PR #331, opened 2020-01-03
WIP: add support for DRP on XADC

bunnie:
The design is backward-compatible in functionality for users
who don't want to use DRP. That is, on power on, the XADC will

______

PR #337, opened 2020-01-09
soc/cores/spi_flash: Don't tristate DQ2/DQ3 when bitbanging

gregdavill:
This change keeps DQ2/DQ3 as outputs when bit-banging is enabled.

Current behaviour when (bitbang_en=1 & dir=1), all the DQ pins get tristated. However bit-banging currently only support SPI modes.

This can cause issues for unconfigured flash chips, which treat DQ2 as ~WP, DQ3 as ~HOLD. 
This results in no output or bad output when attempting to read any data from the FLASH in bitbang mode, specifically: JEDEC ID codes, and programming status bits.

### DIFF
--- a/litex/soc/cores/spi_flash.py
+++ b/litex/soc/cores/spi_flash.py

______

## [What you should do]
Identify the lines above with the word "support". Copy them.

## [Final answer]
WIP: add support for DRP on XADC
Current behaviour when (bitbang_en=1 & dir=1), all the DQ pins get tristated. However bit-banging currently only support SPI modes.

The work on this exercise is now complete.